Within the entries below, count the lines that hold the string "condition" and give only that number.

═══ PROVIDED ENTRIES

Issue #1564, opened 2016-09-27
[Chart 3.0 BUG] xAxis labels disappear after a deep zoom in


liuxuan30:
xAxis labels disappear after a deep zoom in
Step to reproduce:
1. Open ChartsDemo Time Line Chart
2. zoom in a lot, until the xAxis label disappears

After triage, I found there are two issues:
1: `centerAxisLabelsEnabled` will be false after entryCount = 1.
Change to below, xAxis.entries will have only 1 entry after zoom in.
```swift
    open var centerAxisLabelsEnabled: Bool
    {
        get { return _centerAxisLabelsEnabled && entryCount > 0 }
    }
```
2: I found in 
```swift
open func computeAxisValues(min: Double, max: Double)
    ...
    let last = interval == 0.0 ? 0.0 : ChartUtils.nextUp(floor(yMax / interval) * interval
    if interval != 0.0 && last != first // condition is false due to last equals first now
    {
        for _ in stride(from: first, through: last, by: interval)
        {
            n += 1
        }
    }
    ...
```
After zoom in a lot `first` and `last` are the same value, causing `n` to be default value, which is 1 (centerAxisLabelsEnabled is 1 now instead of 0 because above code change in # 1)

danielgindi:
That is fixed. However, you should limit the maximum zoom in to a reasonable number.
If the zoom is in to a position where the difference between two axis labels is "0.000000000000001", it's not a zoom that is useful to the user.

danielgindi:
I guess that by "deep zoom in" you are referring to a zoom so deep the the distance between two labels is zero or close to zero. That's not a usable zoom anyway. Please limit the max zoom in available to the user.

liuxuan30:
yeah 'deep zoom in' means zoom in until you can't see any data entry in a line chart.

Crossarchon:
import UIKit
import Foundation
import Charts

@objc(BarChartFormatter)
public class BarChartFormatter: NSObject, IAxisValueFormatter{
    var months: [String]! = ["Jan", "Feb", "Mar", "Apr", "May", "Jun", "Jul", "Aug", "Sep", "Oct", "Nov", "Dec"]
    
    
    public func stringForValue(_ value: Double, axis: AxisBase?) -> String {
        
        return months[Int(value)]
}
    
    
class BarGraphViewController: UIViewController {

    @IBOutlet weak var barChartView: BarChartView!
   
    var months: [String]!
    
[...]

PR #1565, opened 2016-09-27
Bugfix for fix #1488, #1564

### LINKED ISSUE #1488: (v3.0 + Swift3.0) Time Line Chart Demo crash
## Time Line Chart Demo crash when xAxis direction Zoom in to largest status：
img_3297

## crash info:
```
fatal error: Index out of range
```

liuxuan30:
Attempt to fix #1488, #1564
@danielgindi I need you carefully review this and give details about existing implementation about centerAxisLabels feature. My changes may lack of information and cause more issues, though I have tesed it in time line chart, bar chart, combined chart, multiple bar chart, line chart.

1. I removed the dependency of getting initial `n` value, because `first` and `last` will be equal after zooming a lot
2. I change `centerAxisLabelsEnabled` condition, if entry count > 0, we could turn on centerAxisLabel. I need context why it's `> 1`.
3. I removed using local variable `centeringEnabled`, because `axis.entries` would be changed but `centeringEnabled` keeps reading old entryCount, which seems a dirty read issue
4. I use `offset: Double = interval / 2.0` instead of `offset = (axis.entries[1] - axis.entries[0]) / 2.0`, because `axis.entries[1] - axis.entries[0]` always equals to interval, and when there is only one entry, we still need a valid offset instead of 0

### DIFF
--- a/Source/Charts/Components/AxisBase.swift
+++ b/Source/Charts/Components/AxisBase.swift
@@ -50,7 +50,7 @@ open class AxisBase: ComponentBase
     /// This is useful especially for grouped BarChart.
     open var centerAxisLabelsEnabled: Bool
     {
-        get { return _centerAxisLabelsEnabled && entryCount > 1 }
+        get { return _centerAxisLabelsEnabled && entryCount > 0 }
         set { _centerAxisLabelsEnabled = newValue }
     }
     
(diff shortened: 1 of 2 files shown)


liuxuan30:
@petester42 
seeing
```
*** Building scheme "Realm" in Realm.xcworkspace

No output has been received in the last 10m0s, this potentially indicates a stalled build or something wrong with the build itself
```
But no more logs.. Have you met this?

petester42:
Ya realm takes too long to build on ci. Usually it's not a problem because the download limit is not reached. Just restart the build.

danielgindi:
@PhilJay Looks good to me, right?

danielgindi:
Okay I've done some adjustments and merged

Issue #1323, opened 2016-08-16
text value on the last entry is missing from line chart


kennycoding:
repro: run the ios demo, show the first line chart, notice that the value (text) on the last entry is missing, although the value point is drawn.

kennycoding:
my current work around is to add a dummy entry with same value as the last

danielgindi:
On what version of Charts?

kennycoding:
version 2.2.5, build 21

danielgindi:
Did you try on 3.0?

spinosa:
@danielgindi this is still happening on 3.0 as of https://github.com/danielgindi/Charts/commit/55405033684cda362ba2a1b839335dd8b3ba5395 (latest code as of right now; September 28th).

Run the demo.  See the last data point drawn without a label:

<img width="321" alt="screen shot 2016-09-28 at 12 41 07 pm" src="https://cloud.githubusercontent.com/assets/68957/18923064/faecfadc-8578-11e6-8778-e9ea4674c0c9.png">

It seems `drawValues(context:)` may not be calculating `stride` correctly (`LineChartRenderer.swift:552`).

liuxuan30:
I tried to fix it by changing `to` to `through` in 
```swift
for j in stride(from: _xBounds.min, to: Int(ceil(Double(_xBounds.max - _xBounds.min) * phaseX + Double(_xBounds.min))), by: 1)
```
This did fix the missing label, however, I found a new issue that when zoomed in, and the animation on x axis is not in sync: the value  text will jump out first and then come with the line. Changing back to `to` the animation will be good. Weird...

ryanschneider:
Sorry, didn't see this issue before opening #1585 and the #1586 PR.  I'll keep my comments here, but will leave it up to you guys on if you want to close those.

Anyways, what about adjusting the stride based on `phaseX`?

In pseudo-code:

```swift
open override func drawValues(context: CGContext) {
    ///snip
    let isAnimatingX = phaseX != 1.0
    let through = isAnimatingX ?
        Int(ceil(Double(_xBounds.max - _xBounds.min) * phaseX + Double(_xBounds.min))) - 1 :
        Int(ceil(Double(_xBounds.max - _xBounds.min) * phaseX + Double(_xBounds.min)))

    for j in stride(from: _xBounds.min, through: through, by: 1) {

    }
    ///snip
}
```

[...]

PR #1586, opened 2016-09-30
Make sure we render the last y Label on LineCharts (Fixes #1585)

### LINKED ISSUE #1585: Last LineChart y-label not being rendered
In 3.0 (using master from commit 3a2da1b) I'm seeing that the last y-label in my charts is not being rendered.

I've tracked down was I think is the cause to this line:

https://github.com/danielgindi/Charts/blob/a34d55a5c9d16c1f4f6f48f2148b4e88902c55d0/Source/Charts/Renderers/LineChartRenderer.swift#L552

I think the `stride(from:to:by)` should be a `stride(from:through:by)` (use `through`, not `to`), like so:

```swift

    open override func drawValues(context: CGContext)
    {
                //....
                for j in stride(from: _xBounds.min, through: Int(ceil(Double(_xBounds.max - _xBounds.min) * phaseX + Double(_xBounds.min))), by: 1)
                {
                    guard let e = dataSet.entryForIndex(j) else { break }
```

This edit works locally for me, I'll send a PR for the change as well here in a minute, but haven't done an extensive audit for the other chart types to see if a similar issue exists there.

ryanschneider:
The wrong stride termination was causing us to not render the last text value.
Verified the issue in the `ChartsDemo` example, but have not looked closely
at other chart types.

### DIFF
--- a/Source/Charts/Renderers/LineChartRenderer.swift
+++ b/Source/Charts/Renderers/LineChartRenderer.swift
@@ -549,7 +549,7 @@ open class LineChartRenderer: LineRadarRenderer
                 
                 _xBounds.set(chart: dataProvider, dataSet: dataSet, animator: animator)
                 
-                for j in stride(from: _xBounds.min, to: Int(ceil(Double(_xBounds.max - _xBounds.min) * phaseX + Double(_xBounds.min))), by: 1)
+                for j in stride(from: _xBounds.min, through: Int(ceil(Double(_xBounds.max - _xBounds.min) * phaseX + Double(_xBounds.min))), by: 1)
                 {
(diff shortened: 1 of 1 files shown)


liuxuan30:
This did fix the missing label, however, I found a new issue that when zoomed in, the animation on x axis is not in sync: the value text will jump out first and then come with the line. Changing back to to the animation will be good. awkward...

ryanschneider:
See my comment on https://github.com/danielgindi/Charts/issues/1323#issuecomment-250808675, I agree this PR alone is not enough, but it looks like there's more to the issue that originally thought, as even without this change the current master "pops" in the last data point when animating.

I'm closing this PR and will keep the discussion on #1323.

PR #1621, opened 2016-10-08
fix #1603 and API comment

### LINKED ISSUE #1603: Setting AxisBase.axisMaximum results in an axisRange of zero
When I set axisMaximum for the ordinate on a graph to a value, the range of the values plotted on the ordinate appeared was collapsed to zero. The code for AxisBase.axisMaximum is:

    open var axisMaximum: Double
    {
        get
        {
            return _axisMaximum
        }
        set
        {
            _customAxisMax = true
            _axisMaximum = newValue
            axisRange = abs(_axisMaximum - newValue) // Always results in a range of zero.
        }
    }

This results in axisRange is always being set to zero, because newValue has the same value as _axisMaximum. Making the following change fixed the problem:

    open var axisMaximum: Double
    {
        get
        {
            return _axisMaximum
        }
        set
        {
            _customAxisMax = true
            _axisMaximum = newValue
	   axisRange = abs(_axisMaximum - _axisMinimum)
        }
    }

liuxuan30:
fix #1603 and API comment. Looks like typo, but I changed the order to highlight the difference

### DIFF
--- a/Source/Charts/Components/AxisBase.swift
+++ b/Source/Charts/Components/AxisBase.swift
@@ -328,7 +328,7 @@ open class AxisBase: ComponentBase
     
     /// The maximum value for this axis.
     /// If set, this value will not be calculated automatically depending on the provided data.
-    /// Use `resetCustomAxisMin()` to undo this.
+    /// Use `resetCustomAxisMax()` to undo this.
     open var axisMaximum: Double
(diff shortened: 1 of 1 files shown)


danielgindi:
Dammit, I just fixed that, except the docs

══════

EXERCISE RESPONSE: 2